When we start with VoC rather than an overall CX change management plan, we are usually thinking that we need to get customer input first, in order to know what changes are top priorities. We tend to think that once we get our bearings with VoC collection for a few cycles, then the action will naturally follow. What typically happens with this mindset is that VoC administration takes on a life of its own. VoC managers find themselves on a never-ending treadmill of surveying and reporting, with little bandwidth — and often, very little know-how for driving action that transforms business processes and customer-centricity.
When we start with VoC, we get the alphabet soup of listening posts that I mentioned in my last post in this series: “How to Increase Synergy in B2B Voice-of-the-Customer“. Most companies have a variety of surveys, along with customer advisory boards, user groups, and many other types of VoC. When I ask them how all those VoC paint a full picture for General Manager A and General Manager B in their company, it’s rare that anyone has connected those dots. Think of the power that could be tapped into by business units if there were a sequencing of VoC methods to build upon one another, preventing duplication and increasing subsequent collective wisdom about how to align the company with customers’ needs.
When we start with VoC, we tend to be more tactical and less strategic. That’s why the business process improvements and customer-centricity currently driven by VoC may not fully offset the investment we’re making in VoC. In Forrester Research’s 2013 “State of Customer Experience” report, 90% of executives said customer experience is vital to their company’s success, yet 86% said they didn’t expect to see significant value from customer experience management. We need to think bigger, and more strategically.
When you pre-plan who needs to do what, when, why, and how, think big. In addition to closing the loop with customers at a micro level with survey participants, plan how you will close the loop at a macro level, to benefit your whole customer base. In addition to expecting immediate action on dissatisfiers, look for patterns with each VoC effort — and across all your VoC efforts — to create an end-to-end view of customer experience, and to create a single view of each account’s customer experience. In addition to engaging customer-facing staff and channel partners, plan to engage everyone across the company in understanding and proactively managing their ripple effect on customer experience.
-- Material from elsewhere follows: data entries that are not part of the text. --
PR #3395, opened 2017-10-27
Use nio.Path instead of io.File to properly support PlainNioFile

nicolasstucki:


compiler/src/dotty/tools/io/AbstractFile.scala
```diff
@@ -94,7 +95,7 @@ abstract class AbstractFile extends Iterable[AbstractFile] {
   def path: String
 
   /** Returns the path of this abstract file in a canonical form. */
-  def canonicalPath: String = if (file == null) path else file.getCanonicalPath
+  def canonicalPath: String = if (jpath == null) path else jpath.toFile.getCanonicalPath
```
allanrenucci: I think it is equivalent to `jpath.normalize.toString`

compiler/src/dotty/tools/io/AbstractFile.scala
```diff
@@ -107,18 +108,26 @@ abstract class AbstractFile extends Iterable[AbstractFile] {
   def container : AbstractFile
 
   /** Returns the underlying File if any and null otherwise. */
-  def file: JFile
+  def file: JFile = try {
```
allanrenucci: Ideally we should remove this

compiler/src/dotty/tools/io/AbstractFile.scala
```diff
@@ -232,9 +241,14 @@ abstract class AbstractFile extends Iterable[AbstractFile] {
     val lookup = lookupName(name, isDir)
     if (lookup != null) lookup
     else {
-      val jfile = new JFile(file, name)
-      if (isDir) jfile.mkdirs() else jfile.createNewFile()
-      new PlainFile(jfile)
+      val path = jpath.resolve(name)
+      try {
+        if (isDir) Files.createDirectories(path)
+        else Files.createFile(path)
```
allanrenucci: This does not create intermediate directories if necessary. We need to make sure behaves as before

compiler/src/dotty/tools/io/AbstractFile.scala
```diff
@@ -232,9 +241,14 @@ abstract class AbstractFile extends Iterable[AbstractFile] {
...
+      } catch {
+        case _: FileAlreadyExistsException =>
```
allanrenucci: I guess it should never happen, otherwise `lookupName` would not have returned `null`

compiler/src/dotty/tools/io/File.scala
```diff
@@ -41,12 +41,12 @@ object File {
...
  *  ''Note:  This is library is considered experimental and should not be used unless you know what you are doing.''
  */
-class File(jfile: JFile)(implicit constructorCodec: Codec) extends Path(jfile) with Streamable.Chars {
+class File(jpath: JPath)(implicit constructorCodec: Codec) extends Path(jpath) with Streamable.Chars {
   override val creationCodec = constructorCodec
 
   override def addExtension(ext: String): File = super.addExtension(ext).toFile
   override def toAbsolute: File = if (isAbsolute) this else super.toAbsolute.toFile
-  override def toDirectory: Directory = new Directory(jfile)
+  override def toDirectory: Directory = new Directory(jfile.toPath)
```
allanrenucci: Why not simply `new Directory(jpath)`?

compiler/src/dotty/tools/io/Path.scala
```diff
@@ -54,10 +55,10 @@ object Path {
 
   def apply(path: String): Path = apply(new JFile(path))
   def apply(jfile: JFile): Path = try {
```
allanrenucci: I think we should replace this method by `def apply(jpath: JPath): Path`

nicolasstucki:
The CI should not have passed on 72fa00d.

compiler/src/dotty/tools/io/Path.scala
```diff
@@ -141,12 +144,12 @@ class Path private[io] (val jfile: JFile) {
...
       if (segments.nonEmpty && segments.last == "..")
         (path / "..").toDirectory
-      else jfile.getParent match {
+      else jpath.getParent match {
         case null =>
           if (isAbsolute) toDirectory // it should be a root. BTW, don't need to worry about relative pathed root
           else Directory(".")         // a dir under pwd
         case x    =>
-          Directory(x)
+          Directory(x.toFile)
```
allanrenucci: There should probably be a constructor that takes a `JPath`. And I think we should remove the `JFile` constructor

compiler/src/dotty/tools/io/Path.scala
```diff
@@ -173,64 +176,68 @@ class Path private[io] (val jfile: JFile) {
...
    */
-  def deleteRecursively(): Boolean = deleteRecursively(jfile)
-  private def deleteRecursively(f: JFile): Boolean = {
-    if (f.isDirectory) f.listFiles match {
-      case null =>
-      case xs   => xs foreach deleteRecursively
-    }
-    f.delete()
+  def deleteRecursively(): Boolean = deleteRecursively(jpath)
+  private def deleteRecursively(p: JPath): Boolean = {
```
allanrenucci: I think the proper way to delete recursively with nio is:
```scala
def deleteRecursively(dir: Path): Unit = if (Files.exists(dir)) {
  Files.walkFileTree(dir, new SimpleFileVisitor[Path]() {
    override def visitFile(file: Path, attrs: BasicFileAttributes) = {
      Files.delete(file)
      FileVisitResult.CONTINUE
    }
    override def postVisitDirectory(dir: Path, exc: IOException) = {
      Files.delete(dir)
      FileVisitResult.CONTINUE
    }
  })
```
Not sure what should be the behavior if the path does not exist

compiler/src/dotty/tools/io/Path.scala
```diff
@@ -173,64 +176,68 @@ class Path private[io] (val jfile: JFile) {
...
-    val res = jfile.createNewFile()
+    val res = tryCreate(Files.createFile(jpath))
     if (!res && failIfExists && exists) fail("File '%s' already exists." format name)
     else if (isFile) toFile
-    else new File(jfile)
+    else new File(jpath)
   }
 
+  private def tryCreate(create: => JPath): Boolean =
+    try { create; true } catch { case _: FileAlreadyExistsException => false }
```
allanrenucci: Semantic is different for something like `foo/bar/` if `foo` does not exist

compiler/src/dotty/tools/io/Path.scala
```diff
@@ -173,64 +176,68 @@ class Path private[io] (val jfile: JFile) {
...
+  def deleteRecursively(): Boolean = deleteRecursively(jpath)
+  private def deleteRecursively(p: JPath): Boolean = {
+    import scala.collection.JavaConverters._
+    if (Files.isDirectory(p))
+      Files.list(p).iterator().asScala.foreach(deleteRecursively)
+    delete(p)
   }
 
+  private def delete(path: JPath): Boolean =
+    try { Files.delete(path); true } catch { case _: DirectoryNotEmptyException | _: NoSuchFileException => false }
```
allanrenucci: You can use `deleteIfExists` and not catch `NoSuchFileException`

compiler/src/dotty/tools/io/ZipArchive.scala
```diff
@@ -112,7 +112,7 @@ abstract class ZipArchive(override val file: JFile) extends AbstractFile with Eq
   }
 }
 /** ''Note:  This library is considered experimental and should not be used unless you know what you are doing.'' */
-final class FileZipArchive(file: JFile) extends ZipArchive(file) {
+final class FileZipArchive(file: JFile) extends ZipArchive(file.toPath) {
```
allanrenucci: Can't you use a `JPath` here instead?

.drone.yml
```diff
@@ -13,6 +13,7 @@ pipeline:
     image: lampepfl/dotty:2017-10-20
     commands:
       - cp -R . /tmp/1/ && cd /tmp/1/
+      - ./project/scripts/sbt compile # to ensure that side projects (such as dotty doc) compile
       - ./project/scripts/sbt testAll
       - ./project/scripts/sbt ";dotty-bench/jmh:run 1 1 tests/run/arrays.scala"
```
allanrenucci: This was meant to make sure that `dotty-bench` compiles. Should it be part of dottyRoot so that we can get rid of this line?

allanrenucci:
In `PlainFile`, I believe `def input` and `def output` can be rewritten using `nio` API

allanrenucci:
`PlainNioFile` should not exist anymore since `PlainFile` is now backed by `nio`. We should make sure, the methods in `PlainFile` are implemented as the ones in `PlainNioFile`.

doc-tool/src/dotty/tools/dottydoc/staticsite/Site.scala
```diff
@@ -409,7 +409,7 @@ case class Site(
   }
 
   private def toSourceFile(f: JFile): SourceFile =
```
allanrenucci: Should probably be changed to take a `JPath` instead

smarter:
I don't understand what's going on in this PR. What's the motivation?

compiler/src/dotty/tools/io/AbstractFile.scala
nicolasstucki: That will be for next step. That might need changes outside of the Path/File/Directory abstractions. I would prefer to keep the changes only inside these abstractions for this first step.

.drone.yml
nicolasstucki: That would be a solution

compiler/src/dotty/tools/io/Path.scala
nicolasstucki: As we saw together the semantics are the same. In the example, an `IOException` would be thrown in both implementations.

doc-tool/src/dotty/tools/dottydoc/staticsite/Site.scala
nicolasstucki: This will be for another PR.

nicolasstucki:
test performance please

smarter:
I still would like to know the rationale behind this PR :). Also it's likely incomplete, ExtractDependencies#recordDependency needs an extra case to handle PlainNioFiles: https://github.com/dotty-staging/dotty/blob/813d376d78ccf752b480882fbcb58cd6a35431a4/compiler/src/dotty/tools/dotc/sbt/ExtractDependencies.scala#L98

allanrenucci:
@smarter I believe writing to a jar required using the `java.nio` API but the `dotty.io` abstraction is mainly based on `java.io`. So it required some glue code to make it work.
The idea of this PR is to constantly use the `java.nio` everywhere and avoid conversions between `JFile` and `JPath`. Also, `java.nio` is supposed to be faster

nicolasstucki:
ExtractDependencies#recordDependency won't have any problems, I removed `PlainNioFile`.

nicolasstucki:
test performance please

smarter:
@retronym is there any reason scalac still has PlainFile and PlainNioFile or would the kind of refactoring done here make sense in scalac too?

retronym:
I added PlainNioFile as a minimal bridge from the AbtractFile to nio, as a
means to support JDK’s jrt:// filesystem. I think AbstractFile should
probably be removed from compiler APIs entirely in favour of direct use
NIO. A bit of experimentation is needed to make sure we can still support
in memory use cases (via a custom in memory filesystemprovider)

compiler/src/dotty/tools/io/Path.scala
```diff
@@ -173,64 +176,69 @@ class Path private[io] (val jfile: JFile) {
...
+    val res = tryCreate(if (force) Files.createDirectories(jpath) else Files.createDirectory(jpath))
     if (!res && failIfExists && exists) fail("Directory '%s' already exists." format name)
     else if (isDirectory) toDirectory
-    else new Directory(jfile)
+    else new Directory(jpath)
   }
   def createFile(failIfExists: Boolean = false): File = {
-    val res = jfile.createNewFile()
+    val res = tryCreate(Files.createFile(jpath))
+    jfile.createNewFile()
```
allanrenucci: Should this be here?

compiler/src/dotty/tools/io/Path.scala
allanrenucci: Still valid

compiler/src/dotty/tools/io/ZipArchive.scala
```diff
@@ -32,7 +33,7 @@ object ZipArchive {
    */
   def fromFile(file: File): FileZipArchive = fromFile(file.jfile)
```
allanrenucci: I would add `fromPath` and make the other delegate to it

nicolasstucki:
test performance please

compiler/src/dotty/tools/io/File.scala
```diff
@@ -41,23 +43,23 @@ object File {
...
   override def walkFilter(cond: Path => Boolean): Iterator[Path] =
     if (cond(this)) Iterator.single(this) else Iterator.empty
 
   /** Obtains an InputStream. */
-  def inputStream() = new FileInputStream(jfile)
+  def inputStream() = Files.newInputStream(jpath)
 
   /** Obtains a OutputStream. */
-  def outputStream(append: Boolean = false) = new FileOutputStream(jfile, append)
+  def outputStream(append: Boolean = false) = Files.newOutputStream(jpath, APPEND)
```
allanrenucci: `APPEND`?

compiler/src/dotty/tools/io/ZipArchive.scala
```diff
@@ -30,9 +31,9 @@ object ZipArchive {
    * @param   file  a File
    * @return  A ZipArchive if `file` is a readable zip file, otherwise null.
    */
-  def fromFile(file: File): FileZipArchive = fromFile(file.jfile)
-  def fromFile(file: JFile): FileZipArchive =
-    try   { new FileZipArchive(file) }
+  def fromFile(file: File): FileZipArchive = fromPath(file.jpath)
+  def fromPath(jpath: JPath): FileZipArchive =
+    try   { new FileZipArchive(jpath) }
     catch { case _: IOException => null }
```
allanrenucci: Not sure what can throw an `IOException` here

allanrenucci:
Also, I think you can implement `resolve`, `relativize`, and `parent` in `Path` in term of `nio`

allanrenucci:
test performance please

nicolasstucki:
test performance please

nicolasstucki:
test performance please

Only 61% of B2B managers said that they expect Operations departments to take action of VoC insights. Only 34% said they expect cross-organizational teams to take action. Yet the types of issues getting in the way of ease-of-doing-business are typically operational and cross-organizational. These findings from our research magnify the mis-match between VoC objectives and VoC realities.
Whether you’re starting out in customer experience management or well underway, it’s better to create your big-picture customer experience change management plan now. Don’t delay. In fact, change management is the most essential tool for any customer experience manager. Improving processes and customer-centricity to differentiate your company’s customer experience requires careful, ongoing planning, with big expectations. The only thing standing in the way of customer experience transformation — by linking customer insights to operational data and processes and strategic planning throughout the company — is our mindset.